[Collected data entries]
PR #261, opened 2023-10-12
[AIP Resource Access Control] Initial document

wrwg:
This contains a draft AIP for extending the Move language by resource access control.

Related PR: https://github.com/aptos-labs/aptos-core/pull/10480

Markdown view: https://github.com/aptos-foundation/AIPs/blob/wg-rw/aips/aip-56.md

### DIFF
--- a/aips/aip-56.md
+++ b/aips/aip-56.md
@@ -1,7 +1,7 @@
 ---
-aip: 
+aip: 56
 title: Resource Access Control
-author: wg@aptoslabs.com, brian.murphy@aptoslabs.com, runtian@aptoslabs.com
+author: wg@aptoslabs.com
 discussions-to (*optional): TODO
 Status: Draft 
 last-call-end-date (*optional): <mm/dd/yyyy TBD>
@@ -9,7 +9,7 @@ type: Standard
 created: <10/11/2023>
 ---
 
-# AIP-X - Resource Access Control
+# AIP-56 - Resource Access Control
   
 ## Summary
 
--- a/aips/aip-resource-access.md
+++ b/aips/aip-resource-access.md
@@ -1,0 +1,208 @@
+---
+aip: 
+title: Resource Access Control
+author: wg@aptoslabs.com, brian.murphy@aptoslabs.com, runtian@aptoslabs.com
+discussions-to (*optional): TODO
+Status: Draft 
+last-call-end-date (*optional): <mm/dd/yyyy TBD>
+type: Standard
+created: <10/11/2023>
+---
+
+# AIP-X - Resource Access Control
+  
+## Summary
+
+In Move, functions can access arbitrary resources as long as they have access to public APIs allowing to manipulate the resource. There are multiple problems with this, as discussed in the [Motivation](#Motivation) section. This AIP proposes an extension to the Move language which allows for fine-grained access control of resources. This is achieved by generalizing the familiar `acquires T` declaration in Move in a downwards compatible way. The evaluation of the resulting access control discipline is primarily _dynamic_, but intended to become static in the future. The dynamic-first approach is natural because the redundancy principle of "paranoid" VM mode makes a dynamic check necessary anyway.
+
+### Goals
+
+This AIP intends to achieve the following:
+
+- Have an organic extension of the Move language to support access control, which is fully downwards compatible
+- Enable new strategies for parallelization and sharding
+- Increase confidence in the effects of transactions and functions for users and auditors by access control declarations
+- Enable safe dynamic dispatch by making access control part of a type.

...

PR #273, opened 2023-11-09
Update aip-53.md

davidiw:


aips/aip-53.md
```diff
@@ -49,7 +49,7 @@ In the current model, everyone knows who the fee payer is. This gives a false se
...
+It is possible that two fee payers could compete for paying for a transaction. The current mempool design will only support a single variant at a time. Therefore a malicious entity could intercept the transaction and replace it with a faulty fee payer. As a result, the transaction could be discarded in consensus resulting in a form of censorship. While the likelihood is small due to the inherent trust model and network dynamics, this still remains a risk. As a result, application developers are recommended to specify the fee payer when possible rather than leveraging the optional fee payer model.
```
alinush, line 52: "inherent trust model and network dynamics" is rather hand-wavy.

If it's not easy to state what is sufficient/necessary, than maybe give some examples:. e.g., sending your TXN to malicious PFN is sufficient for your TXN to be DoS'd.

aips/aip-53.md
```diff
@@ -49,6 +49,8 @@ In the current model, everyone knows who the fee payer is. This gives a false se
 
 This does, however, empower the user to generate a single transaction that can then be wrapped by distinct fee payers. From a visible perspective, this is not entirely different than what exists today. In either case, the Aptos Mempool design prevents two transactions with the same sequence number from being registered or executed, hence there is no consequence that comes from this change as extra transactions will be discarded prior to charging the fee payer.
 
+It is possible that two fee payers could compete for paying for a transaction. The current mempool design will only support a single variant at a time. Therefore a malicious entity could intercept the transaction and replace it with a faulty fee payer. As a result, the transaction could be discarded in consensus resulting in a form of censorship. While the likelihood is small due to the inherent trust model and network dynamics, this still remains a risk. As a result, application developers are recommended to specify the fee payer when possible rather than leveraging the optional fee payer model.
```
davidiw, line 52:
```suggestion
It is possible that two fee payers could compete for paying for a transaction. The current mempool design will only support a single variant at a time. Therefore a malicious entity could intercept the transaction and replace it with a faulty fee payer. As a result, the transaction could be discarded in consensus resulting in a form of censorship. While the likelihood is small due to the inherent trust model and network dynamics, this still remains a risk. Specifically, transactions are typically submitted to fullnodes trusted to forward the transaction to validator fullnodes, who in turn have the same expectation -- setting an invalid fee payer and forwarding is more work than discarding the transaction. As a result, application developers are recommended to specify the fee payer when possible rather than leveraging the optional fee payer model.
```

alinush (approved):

==

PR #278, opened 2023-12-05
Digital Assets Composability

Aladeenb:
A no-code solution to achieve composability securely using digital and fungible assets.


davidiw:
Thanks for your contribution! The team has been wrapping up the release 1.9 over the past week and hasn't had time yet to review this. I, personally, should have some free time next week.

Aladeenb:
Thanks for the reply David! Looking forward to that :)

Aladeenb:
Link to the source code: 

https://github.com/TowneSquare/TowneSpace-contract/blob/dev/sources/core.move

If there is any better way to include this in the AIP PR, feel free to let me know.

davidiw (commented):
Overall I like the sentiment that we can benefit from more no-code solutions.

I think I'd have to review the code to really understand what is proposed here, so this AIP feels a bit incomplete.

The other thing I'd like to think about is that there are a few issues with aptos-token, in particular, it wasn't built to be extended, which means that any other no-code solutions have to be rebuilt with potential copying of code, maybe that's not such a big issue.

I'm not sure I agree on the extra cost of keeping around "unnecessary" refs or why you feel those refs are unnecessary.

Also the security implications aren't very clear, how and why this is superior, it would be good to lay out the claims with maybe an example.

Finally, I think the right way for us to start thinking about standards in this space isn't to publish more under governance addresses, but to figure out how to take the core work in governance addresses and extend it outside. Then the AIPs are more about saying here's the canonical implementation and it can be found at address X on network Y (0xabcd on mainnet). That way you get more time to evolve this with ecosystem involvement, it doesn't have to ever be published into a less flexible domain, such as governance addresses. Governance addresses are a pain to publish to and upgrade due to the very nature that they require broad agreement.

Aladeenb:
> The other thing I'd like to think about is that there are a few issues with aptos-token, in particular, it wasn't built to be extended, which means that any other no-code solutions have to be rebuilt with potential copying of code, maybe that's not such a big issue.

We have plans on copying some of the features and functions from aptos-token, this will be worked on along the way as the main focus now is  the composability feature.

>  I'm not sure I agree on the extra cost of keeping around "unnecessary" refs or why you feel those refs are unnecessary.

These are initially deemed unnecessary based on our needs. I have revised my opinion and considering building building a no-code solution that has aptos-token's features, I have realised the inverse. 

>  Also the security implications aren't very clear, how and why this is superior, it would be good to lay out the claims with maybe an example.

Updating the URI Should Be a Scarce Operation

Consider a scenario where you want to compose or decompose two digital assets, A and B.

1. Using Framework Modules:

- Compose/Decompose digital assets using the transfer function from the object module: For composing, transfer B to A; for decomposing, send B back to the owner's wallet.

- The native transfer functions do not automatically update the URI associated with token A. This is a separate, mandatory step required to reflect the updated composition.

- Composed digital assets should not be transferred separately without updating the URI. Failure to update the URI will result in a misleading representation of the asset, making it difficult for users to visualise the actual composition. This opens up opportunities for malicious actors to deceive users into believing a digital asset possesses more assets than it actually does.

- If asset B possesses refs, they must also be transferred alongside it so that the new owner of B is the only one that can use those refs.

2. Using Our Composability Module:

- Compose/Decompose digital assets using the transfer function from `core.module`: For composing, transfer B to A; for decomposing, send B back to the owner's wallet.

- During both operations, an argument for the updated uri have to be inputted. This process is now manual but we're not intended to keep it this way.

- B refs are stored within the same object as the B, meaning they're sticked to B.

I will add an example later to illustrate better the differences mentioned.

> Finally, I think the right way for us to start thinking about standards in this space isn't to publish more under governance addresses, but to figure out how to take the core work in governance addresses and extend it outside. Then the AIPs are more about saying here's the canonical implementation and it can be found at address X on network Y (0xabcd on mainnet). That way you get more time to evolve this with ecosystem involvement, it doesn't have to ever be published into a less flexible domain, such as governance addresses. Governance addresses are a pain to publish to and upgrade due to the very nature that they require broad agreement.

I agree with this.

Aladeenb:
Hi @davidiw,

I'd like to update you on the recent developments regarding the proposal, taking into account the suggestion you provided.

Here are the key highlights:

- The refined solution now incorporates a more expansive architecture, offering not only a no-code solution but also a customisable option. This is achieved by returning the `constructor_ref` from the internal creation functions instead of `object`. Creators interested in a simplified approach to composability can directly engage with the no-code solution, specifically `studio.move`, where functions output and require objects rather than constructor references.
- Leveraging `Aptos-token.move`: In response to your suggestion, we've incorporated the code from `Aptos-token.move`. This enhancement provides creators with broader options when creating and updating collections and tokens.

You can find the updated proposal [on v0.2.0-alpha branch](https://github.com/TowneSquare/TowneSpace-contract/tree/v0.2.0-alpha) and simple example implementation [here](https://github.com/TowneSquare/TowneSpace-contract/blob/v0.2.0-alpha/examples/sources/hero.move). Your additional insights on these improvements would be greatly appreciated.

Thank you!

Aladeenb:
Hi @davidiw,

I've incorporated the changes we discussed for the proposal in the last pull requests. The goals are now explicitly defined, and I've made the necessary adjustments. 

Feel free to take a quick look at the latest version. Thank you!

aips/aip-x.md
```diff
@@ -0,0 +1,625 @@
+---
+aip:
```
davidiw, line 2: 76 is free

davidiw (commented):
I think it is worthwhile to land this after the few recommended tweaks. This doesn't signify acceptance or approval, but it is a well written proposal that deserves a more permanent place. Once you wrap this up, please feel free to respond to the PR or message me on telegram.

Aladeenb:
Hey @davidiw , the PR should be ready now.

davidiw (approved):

Task details: Find the word "owner" in the data and copy out each line where it turns up.

The completed task:
- Compose/Decompose digital assets using the transfer function from the object module: For composing, transfer B to A; for decomposing, send B back to the owner's wallet.
- If asset B possesses refs, they must also be transferred alongside it so that the new owner of B is the only one that can use those refs.
- Compose/Decompose digital assets using the transfer function from `core.module`: For composing, transfer B to A; for decomposing, send B back to the owner's wallet.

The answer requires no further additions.